Ursula von der Leyen apresentou planos para pedir emprestado e gastar € 100 bilhões para impedir que empresas da UE demitam funcionários durante a pandemia de coronavírus e pediu desculpas ao italiano pela falta de solidariedade do bloco.

A presidente da comissão europeia disse estar confiante de que os 27 estados membros apoiariam seu plano, descrevendo o orçamento da UE como o plano Marshall para a crise, em referência ao fundo pós-segunda guerra mundial que reconstruiu a Europa.

O ramo executivo da UE propõe emprestar dos mercados internacionais e fazer empréstimos aos governos dos estados membros para permitir que eles financiem esquemas de trabalho de curta duração, nos quais os funcionários trabalham horas reduzidas com parte de seu salário pago pelo estado.

Von der Leyen disse que tais esquemas, incluindo o sistema Kurzarbeit da Alemanha, garantiram que os estados membros do norte estivessem bem posicionados para se reconstruir após a crise financeira de 2008.

“Será o suficiente?
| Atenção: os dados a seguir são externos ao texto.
PR #522, opened 2025-05-23
Increased max threshold limit of listSize for new item creation

MonikaSharma06:


praveen-garg (approved):

src/app/components/core/configuration-manager/kv-list-type-configuration/kv-list-type-configuration.component.ts
```diff
@@ -93,7 +93,7 @@ export class KvListTypeConfigurationComponent implements OnInit {
 
   addListItem(isPrepend) {
     const controlsLength = this.kvListItems.length;
-    const listSize = this.configuration?.listSize > 0 ? +this.configuration.listSize : 999; // max threshold limit for new item creation
+    const listSize = this.configuration?.listSize > 0 ? +this.configuration.listSize : 9999; // max threshold limit for new item creation
```
hemantgarg923, line 96: Better to use even higher number for this as there could be 10000 items in the list. We should use 2147483647 ( 32 bit Max integer ) for safe side.

praveen-garg: 999 was too low
9999 is fine.

With other Jira in place this hard coded limit will go away. 

Ideally 99999 is a good choice for these.

hemantgarg923 (approved):

PR #525, opened 2025-06-09
FOGL-9527: Removed confirmation prompt when delete a connection from Delete key

MonikaSharma06:


mshariq-nerd (dismissed):

src/app/components/common/node-editor/node-editor.component.ts
```diff
@@ -1309,19 +1308,20 @@ export class NodeEditorComponent implements OnInit {
...
+  async onDeleteAction() {
     const connectionToDelete = this.nodesToDelete.find(node => (node.label === 'Connection'));
     if (connectionToDelete) {
       await deleteConnection(connectionToDelete.id);
       this.nodesToDelete = [];
       // check if filter pipeline is updated and emit the updated pipeline
       const pipeline = getUpdatedFilterPipeline();
       this.flowEditorService.emitPipelineUpdate(pipeline);
+    } else {
+      this.openModal('from-toolbar-dialog');
```
praveen-garg: better to use named-parameters-in-typescript. then you just can pass from: "toolbar-dialog"? BTW what is toolbar-dialog?

src/app/components/common/node-editor/node-editor.component.ts
```diff
@@ -1309,19 +1308,20 @@ export class NodeEditorComponent implements OnInit {
     }
   }
 
-  onDeleteAction() {
-    this.openModal('from-toolbar-dialog');
-  }
-
-  async callDeleteAction() {
+  async onDeleteAction() {
```
praveen-garg: should be onDelete

src/app/components/common/node-editor/node-editor.component.ts
```diff
@@ -1309,19 +1308,20 @@ export class NodeEditorComponent implements OnInit {
...
     const connectionToDelete = this.nodesToDelete.find(node => (node.label === 'Connection'));
     if (connectionToDelete) {
       await deleteConnection(connectionToDelete.id);
       this.nodesToDelete = [];
       // check if filter pipeline is updated and emit the updated pipeline
       const pipeline = getUpdatedFilterPipeline();
       this.flowEditorService.emitPipelineUpdate(pipeline);
+    } else {
```
praveen-garg: add inline comment? what is ! connectionToDelete thing?

src/app/components/common/node-editor/node-editor.component.ts
```diff
@@ -1309,19 +1308,20 @@ export class NodeEditorComponent implements OnInit {
...
+      this.openModal('from-toolbar-dialog');
     }
+  }
+
+  async callDeleteAction() {
```
praveen-garg: Why not just async delete or async deleteNodes? I'm not sure on naming convention here.

src/app/components/common/node-editor/node-editor.component.ts
MonikaSharma06: In this component, "toolbar-dialog" is the confirmation dialog which open when clicking on the delete button from the toolbar.

src/app/components/common/node-editor/node-editor.component.ts
MonikaSharma06: It is the connection which is selected and need to be deleted, BTW; changed its name to "selectedConnection"

src/app/components/common/node-editor/node-editor.component.ts
MonikaSharma06: changed the name

hemantgarg923 (approved):

praveen-garg (commented):
I don't see any change in closeModal for 'from-toolbar-dialog' vs 'toolbar-dialog'>

mshariq-nerd (approved):

MonikaSharma06:
> I don't see any change in closeModal for 'from-toolbar-dialog' vs 'toolbar-dialog'>

'closeModal' handled in both (`ts` and `html`) files for 'toolbar-dialog'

Estamos falando de € 100 bilhões em empréstimos ”, disse ela. “É uma quantidade enorme de dinheiro … Este é um apoio massivo da União Europeia que é apresentado aqui”.

Von der Leyen disse que o esquema, chamado Claro, é um exemplo de “solidariedade europeia em ação”, após críticas à falta de apoio dos Estados membros da UE para os mais afetados pela propagação do Covid-19, incluindo Itália e Espanha.

Resposta Tardia

Em um artigo publicado no jornal italiano La Repubblica, na quinta-feira, Von der Leyen tentou amenizar um pouco da raiva do desempenho tropeço da UE.
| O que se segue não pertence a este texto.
PR #543, opened 2025-07-22
Show Applications text in the middle of hr; and remove extra hr if fi…

praveen-garg:
…lters length > 0; Also show help text when no filters configured

Screenshot 2025-07-23 at 3 28 46 AM

Vs

Screenshot 2025-07-23 at 3 28 53 AM

Also when filter is there, no extra line following the box line

Screenshot 2025-07-23 at 3 29 06 AM

### DIFF
--- a/src/app/components/core/north/north-task-modal/north-task-modal.component.html
+++ b/src/app/components/core/north/north-task-modal/north-task-modal.component.html
@@ -83,6 +83,7 @@
           </div>
           <div class="hr-container">
             <hr class="hr-text">
+            <!-- this should vainsh on ends-->
             <div class="hr-text-content">
               <span class="label is-size-6 add-application" *ngIf="rolesService.hasEditPermissions(); else staticLabel">
                 <a (click)="openAddFilterModal(true)">Applications
--- a/src/app/components/core/north/north-task-modal/north-task-modal.component.html
+++ b/src/app/components/core/north/north-task-modal/north-task-modal.component.html
@@ -92,14 +92,14 @@
                 </a>
               </span>
               <ng-template #staticLabel>
-                <span class="label is-size-6">Applications</span>
+                <span class="label is-size-6 add-application">Applications</span>
               </ng-template>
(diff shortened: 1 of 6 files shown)


src/app/components/core/north/north-task-modal/north-task-modal.component.html
```diff
@@ -98,7 +98,10 @@
           </div>
           <app-filter-list #filtersListComponent [service]="task?.name" [filterPipeline]="filterPipeline"
             [from]="'filter'" (formStatus)="filterFormStatus($event)"></app-filter-list>
-          <hr *ngIf="rolesService.hasEditPermissions()" class="hr-text">
```
praveen-garg, line 101: Why this condition was for north and not south?!

src/app/components/core/south/south-service-modal/south-service-modal.component.html
```diff
@@ -46,13 +46,18 @@
                 </a>
               </span>
               <ng-template #staticLabel>
-                <span class="label is-size-6">Applications</span>
+                <span class="label is-size-6 add-application">Applications</span>
```
praveen-garg: Why did not we have `add-application` class here; different colour for different views? I intentionally left for north and may be we need some typography class instead of this extra (badly named) class and css with opacity?

src/app/components/core/north/north-task-modal/north-task-modal.component.html
MonikaSharma06: Maybe we missed on south.

src/app/components/core/south/south-service-modal/south-service-modal.component.html
MonikaSharma06: > we need some typography class instead of this extra (badly named) class and css with opacity

Right

MonikaSharma06 (approved):

hemantgarg923 (approved):

PR #544, opened 2025-07-31
FOGL-10080: Integrate bulma popover extension

hemantgarg923:


praveen-garg (commented):
How long it requires to show popover? My concern is that it's neither too quick nor too slow.
When something is loading do we show loading.... muted text as popover content?
We should move common CSS to popover css file?

src/app/components/core/asset-readings/assets/assets.component.css
```diff
@@ -40,3 +40,54 @@
...
+  background: #a8a8a8;
+}
+
+.popover.is-popover-right .popover-content {
+  transform: translate(0.2rem, 95%) !important;
+}
+
+.popover .popover-content::before {
+  border-width: 0rem;
+}
```
MonikaSharma06, line 46: Please check if duplicate css can be removed.

praveen-garg (dismissed):

hemantgarg923:
Closing with reference of [https://github.com/fledge-iot/fledge-gui/pull/552](https://github.com/fledge-iot/fledge-gui/pull/552)

PR #562, opened 2025-09-09
Image and object type reading shown in popover

hemantgarg923:


src/app/components/core/asset-readings/assets/assets.component.css
```diff
@@ -68,3 +68,65 @@ table.scroll tr {
...
+
+.popover-scrollable-content .table td {
+  border: none;
+  padding: 0.25rem 0.5rem;
+  vertical-align: middle;
+}
+
+.popover-scrollable-content .table tr:nth-child(even) {
+  background-color: rgba(0, 0, 0, 0.02);
+}
```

“Peço desculpas, estamos com você”, escreveu ela. “Hoje, a Europa está se mobilizando ao lado da Itália. Mas nem sempre foi esse o caso. É preciso reconhecer que, no início da crise, diante da necessidade de uma resposta européia comum, muitos pensaram apenas em seus problemas nacionais. ”

Von der Leyen tem sido pressionado a oferecer evidências de que Bruxelas tem as ferramentas para ajudar na crise depois que os governos entraram em conflito com a idéia infeliz de coronabonds, um instrumento para permitir que os Estados membros levantem dinheiro nos mercados financeiros nos mesmos termos.
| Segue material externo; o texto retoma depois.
PR #566, opened 2025-09-30
Complex filter detection tabular mode

praveen-garg:
Screenshot 2025-10-01 at 2 44 52 AM

### DIFF
--- a/src/app/components/core/north/north-task-modal/north-task-modal.component.ts
+++ b/src/app/components/core/north/north-task-modal/north-task-modal.component.ts
@@ -22,12 +22,7 @@ import { Subject, forkJoin, of } from 'rxjs';
 import { catchError, map, takeUntil } from 'rxjs/operators';
 import { NorthTask } from '../north-task';
 import { FilterListComponent } from '../../filter/filter-list/filter-list.component';
-
-export enum FilterPipelineType {
-  Empty = 'empty',
-  Simple = 'simple',
-  Complex = 'complex'
-}
+import { FilterPipelineType } from '../../../../services/filter.service';
 
 @Component({
   selector: 'app-north-task-modal',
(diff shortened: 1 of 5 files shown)


src/app/components/core/south/south-service-modal/south-service-modal.component.ts
```diff
@@ -186,6 +190,13 @@ export class SouthServiceModalComponent implements OnInit {
     modalWindow.classList.remove('is-active');
   }
 
+  /**
+   * Get the filter pipeline type based on current pipeline structure
+   */
+  public get filterPipelineType(): FilterPipelineType {
```
hemantgarg923: Pipeline type check is needed only one time, it will not get changed dynamically. Better to create a normal variable instead of a getter property and assign value to that in ngOnInit lifecycle hook to slightly improve the performance.

src/app/components/core/north/north-task-modal/north-task-modal.component.ts
```diff
@@ -268,6 +272,13 @@ export class NorthTaskModalComponent implements OnInit, OnChanges {
     this.repeatTime = event.target.value;
   }
 
+  /**
+   * Get the filter pipeline type based on current pipeline structure
+   */
+  public get filterPipelineType(): FilterPipelineType {
```
hemantgarg923: Pipeline type check is needed only one time, it will not get changed dynamically. Better to create a normal variable instead of a getter property and assign value to that in ngOnInit lifecycle hook to slightly improve the performance.

praveen-garg:
Agree, However

1) What is the performance impact?
2) My thought to see changes which are being made via REST API (cURL or deployment  by centralised management system)

hemantgarg923:
> Agree, However
> 
> 1. What is the performance impact?
> 2. My thought to see changes which are being made via REST API (cURL or deployment  by centralised management system)

1. We generally do not use getter functions approach although it will not cause much performance issue here because we are calling only a utility function inside that.
2. Even after using the getter function we will not be able to see changes made by cURL as we are passing the same pipeline again & again in the function i.e. we are not making an API call to get the updated pipeline from backend.

hemantgarg923 (approved):

mshariq-nerd (approved):

PR #192, opened 2021-01-21
site normalization fixes

brownag:
Closes #171 (which still needs a working example, see #172), also uses `data.table` .SD style syntax to replace iteration by `ddply` #157.

Adds a new warning if you specify a problematic formula to `site<-` -- i.e. one that does not produce a result that is 1:1 with the existing site table / profile ID / `profile_id()`-- leaving data unchanged. 

This is hopefully OK and sufficient to explain to users who might have expected the horizon var to move to site.

Also, I believe it adds 7 tests which should put us... over 1000!

Issue #171, opened 2020-11-18
site(d) <- results in corrupt profiles


dylanbeaudette:
For some reason the NEON data once converted into an SPC does not play nicely with:
```r
subset(S, siteID %in% c('SJER', 'SOAP', 'TEAK'))
```
There is a lot of "magic" involved with getting the NEON data into R, resulting in a global environment full of objects. Also, the final object `S` contains many duplicated columns resulting from joins.

This has nothing to do with `aqp::subset`, rather novel input data and `site(x) <-`.

Setup:
```r
# Load required packages
library(neonUtilities)
library(aqp)
library(dplyr)

## ----download-data, results='hide'--------------------------------------------------------------------

MP <- loadByProduct(dpID = "DP1.00096.001", check.size = F)

# Unlist to environment - see download/explore tutorial for description
list2env(MP, .GlobalEnv)



## ----join-bgc-----------------------------------------------------------------------------------------

# duplicate the 'horizon' information into a new table
S <- mgp_perhorizon

# duplicate the biogeochemical information into a new table
B <- mgp_perbiogeosample

# Select only 'Regular' samples (not audit)
B <- B[B$biogeoSampleType=="Regular" & 
         !is.na(B$biogeoSampleType),]

# Join biogeochem data to horizon data
S <- left_join(S, B, by=c('horizonID', 'siteID',
                          'pitID','setDate',
                          'collectDate',
                          'domainID',
                          'horizonName'))
S <- arrange(S, siteID, horizonTopDepth)



## ----site-labels--------------------------------------------------------------------------------------

## combine 'domainID' and 'siteID' into a new label variable
S$siteLabel=paste(S$domainID, S$siteID, sep="-")


# init SPC
depths(S) <- siteLabel ~ horizonTopDepth + horizonBottomDepth
```

Corrupt SPC here:
```r
# move site-level attributes to @site
site(S) <- ~ siteID + pitNamedLocation.x + pitID + labProjID + laboratoryName + nrcsDescriptionID
```

View error here:
```
S[42, ]
```

brownag:
Narrowed the error condition (SPC validity method returns FALSE) down to inclusion of `labProjID` and/or `laboratoryName` in the `site<-` (formula) normalization call

That is: 

```
site(S) <- ~ siteID + pitNamedLocation.x + pitID + nrcsDescriptionID
S[42,]
```
works as expected.

[...]

PR #194, opened 2021-01-22
cleanup .createSiteFromHorizon

brownag:
#171 #192 -- is iteration needed? -- No, but this PR cleans up comments etc and demonstrates .SD / .SDcols / by / j syntax and adds one slightly less trivial test

### DIFF
--- a/R/SoilProfileCollection-setters.R
+++ b/R/SoilProfileCollection-setters.R
@@ -339,14 +339,12 @@ setReplaceMethod("site", signature(object = "SoilProfileCollection"),
   # the horizon data !
   idx <- idx[-match(idname(object), names_attr)]
 
-  # this will break when multiple horizons in the same pedon have different site data!
-  # this seems to work fine in all cases, as we keep the ID column
-  # and it ensures that the result is in the same order as the IDs
   .SD <- NULL
   
   dth <- as.data.table(horizons(object))
+  idn <- dth[[idname(object)]]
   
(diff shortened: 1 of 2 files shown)


R/SoilProfileCollection-setters.R
```diff
@@ -339,14 +339,12 @@ setReplaceMethod("site", signature(object = "SoilProfileCollection"),
...
-  # this will break when multiple horizons in the same pedon have different site data!
-  # this seems to work fine in all cases, as we keep the ID column
-  # and it ensures that the result is in the same order as the IDs
   .SD <- NULL
   
   dth <- as.data.table(horizons(object))
+  idn <- dth[[idname(object)]]
   
-  new_site_data <- .as.data.frame.aqp(unique(dth[, .SD, .SDcols = names_attr]), aqp_df_class(object))
+  new_site_data <- .as.data.frame.aqp(dth[, unique(.SD), .SDcols = names_attr, by = list(idn)], aqp_df_class(object))
```
brownag, line 347: Now third-or-fourth guessing this -- I think the current code is safe -- since the profile ID (`idname(object)`) is part of `names_attr`... but this is how you would apply unique to each profile in the horizon data to make site.

brownag: So, I guess this is just syntax comparison -- apply `unique()` to whole data.table (where idname is a column) versus apply unique on profile-horizon subdataframes with `j =unique(.SD)`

A Alemanha e a Holanda estavam entre os que resistiram à ideia, o que tornaria o empréstimo mais caro para os estados membros da UE mais ricos.

Von der Leyen disse que os ministros das Finanças examinariam o plano de retenção de empregos da comissão na próxima terça-feira. O programa Sure só entrará em vigor quando todos os Estados membros tiverem apresentado garantias coletivamente no valor de € 25 bilhões.

Os países solicitarão empréstimos de Bruxelas quando estiverem “seriamente ameaçados com um grave distúrbio econômico”. A necessidade do fundo será revisada após 12 meses.

O Reino Unido não participará do esquema, pois o acordo de retirada exclui outros passivos orçamentários para o governo britânico.